Just months after reports emerged that LulzSec "kingpin" turned FBI snitch Hector Xavier Monsegur had allegedly led cyber-attacks against foreign governments while under FBI control, a "cache of sealed court documents" has provided some more startling reading.
Monsegur
– whom prosecutors insist is "Sabu", a leading figure in hacktivist
group Lulzsec – cut a deal with Feds that saw him receive a "time
served" sentence of seven months and a one year supervision order back
in May instead of the 20-plus years imprisonment that his numerous
offences might have attracted without his co-operation in law
enforcement investigations against other hackers.

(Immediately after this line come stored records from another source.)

PR #1089, opened 2017-09-19
[RFC] Optimize and extend the treeView in DC_Table

agoat:
During development on an extended table driver for an extension to have a treeview that is sortable and has pagination (btw. both are technically possible, but in the end do not fit usablility, at least with pagination users lost orientation in the tree) i found some optimitation for the treeview.

The official demo page generates with a fully expanded treeview a significant amount of SQL Queries:

View | SQL count
-- | --
Page tree | 172
Article tree | 415

With the optimized generateTree method the SQL Query count will drop down to:

View | SQL count
-- | --
Page tree | 136
Article tree | 339

While debuging my SQL Queries I found a lot of the same query to the tl_page table called from the button callbacks in the tl_article dca. When using the PageModel instead of direct SQL, the count drops down to:

View | SQL count
-- | --
Page tree | 126
Article tree | 134

So there is general dropp from 415 to 134 queries in total (nearly 60% unnecessary SQL queries). This may be important to pages with many articles (I had one which cause over 1200 SQL Queries opening the article tree)

I opened an extra PR (#1090) for the button callbacks problem!!

This PR handles only the logic of the generateTree method and add some features (arguable!!):

- Don't count the child records and when called recursively request the complete child records again
- Have an expand buttons (plus/minus) down to the last page (better overview with finer display options)
- Adds a feature to group by an attribute (e.g. in the article view group articles by 'inColumn')
- Adds a filter for the parent table (e.g. show only regular pages)
- Switched the order of child pages and articles (pages first - like folders and files)

### Grouping
Grouping can be enabled by adding the `group` attribute to the dca with the following lines:
```php
@@ dca/tl_article.php
// List
	'list' => array
	(
		'sorting' => array
		(
			'mode'                    => 6,
			'fields'                  => array('published DESC', 'title', 'author'),
			'paste_button_callback'   => array('tl_article', 'pasteArticle'),
			'panelLayout'             => 'filter;search',
			'group'			  => 'inColumn'
		),
		'label' => array
		(
			'fields'                  => array('title'),
			'label_callback'          => array('tl_article', 'addIcon')
		),
```
This will look like this:
article1

Maybe there should be a better group icon.

### Parent table filter
The parent table filter will be configured by the `ptable` attribute in the list sorting array:
```php
@@ dca/tl_article.php
	// List
	'list' => array
	(
		'sorting' => array
		(
			'mode'                    => 6,
			'fields'                  => array('published DESC', 'title', 'author'),
			'paste_button_callback'   => array('tl_article', 'pasteArticle'),
			'panelLayout'             => 'filter;search',
			'group'			  => 'inColumn',
			'pfilter'		  => array('type=?', 'regular')
		),
```
And will result like this:
article2


src/Resources/contao/drivers/DC_Table.php
```diff
@@ -3433,11 +3433,11 @@ protected function treeView()
 			if (!is_array($session[$node]) || empty($session[$node]) || current($session[$node]) != 1)
 			{
 				$session[$node] = array();
-				$objNodes = $this->Database->execute("SELECT DISTINCT pid FROM " . $table . " WHERE pid>0");
+				$objNodes = $this->Database->execute("SELECT DISTINCT id FROM " . $table);
```
leofeyer: This cannot be right. The original statement says "select all PIDs greater 0" which is **not the same** as "select all IDs". Consider this:

```
------------
| id | pid |
------------
|  1 |   0 |
|  2 |   1 |
------------
```

The original query would return `1` and your query would return `1, 2`.

agoat: I changed the node toggle method, too. So in this context it's right.

In the old way, only pages with subpages could be toggled. The child table rows (e.g. articles) of a page are always visible. 
With this PR I changed it and all pages with subpages or child table rows can be toggled. 
That's why I need all page ids here.

leofeyer:
@contao/developers What about this PR?

Toflar:
Guess it's gonna die if the work isn't picked up. @agoat, wanna give it another shot on our monorepo at https://github.com/contao/contao/ for maybe 4.10?

agoat:
Ok, I will try making a new PR in the monorepo. But have to check this first on the latest contao version.

Last two years I was very busy with a big cloud project and all my extensions were hardly developed any further. First I guess I have to catch up with the latest contao version ;-) So many improvements during the last years..

aschempp:
Honestly, I think it will be impossible to review the changes. Is there any use case for the feature in the Contao core?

Sabu operated as a "rooter" – someone who can gain root access to
systems – in multiple attacks including assaults against HBGary, Fox
Television and Nintendo.
Now the Daily Dot reports that Sabu helped forge an alliance between his group "AntiSec" and the politically motivated Turkish "Red Hack" hacking crew.
The
news site says it got its hands on a "cache of sealed court documents",
which it says show how Sabu recruited Jeremy Hammond, who was sent to jail over the Stratfor hack, to hack into foreign government websites from a list provided.
Monsegur,
whose actions at the time were being overseen by the FBI, orchestrated
these attacks. He was arrested by the Feds in June 2011 and turned,
partially under pressure of what would happen to his two adopted
children. He acted as as FBI asset in the investigation of other hackers
for months afterwards until the arrest of his former LulzSec cohorts in
March 2012.
"During an encrypted chat session on Jan. 25, 2012,
less than two months before Hammond’s arrest, Monsegur instructed him to
'pop off' several dozen foreign government websites from a list that
Monsegur provided," the Daily Dot claims. "Access to any hacked
Turkish websites, Monsegur told Hammond, would be provided to the
RedHack group," it alleged. RedHack was a group which had allegiances to
AntiSec/LulzSec.
Monsegur reportedly used zero-day
vulnerabilities in Plesk, a common web-publishing platform, to draw up a
list of vulnerable targets. The Daily Dot alleges the court
docs confirmed that these systems were rooted by Hammond, who passed
over details of the pawnage to RedStar, a core member of RedHack’s team.
"Some of the government domains Monsegur supplied access to were later
defaced, and confidential emails belonging to Turkish officials were
stolen," the report adds.
The New York Times previously reported how Monsegur worked with the FBI on cyber-attacks against governmental websites in Brazil, Iran, Iraq, Pakistan and Syria.
The latest revelations add Turkey to the list while filling in the blanks on how the process was run.
The
revelations also renew questions about whether the FBI – or some other
agency working with the former LulzSec co-founder – was using hackers to
gather foreign intelligence. The FBI has consistently denied doing so.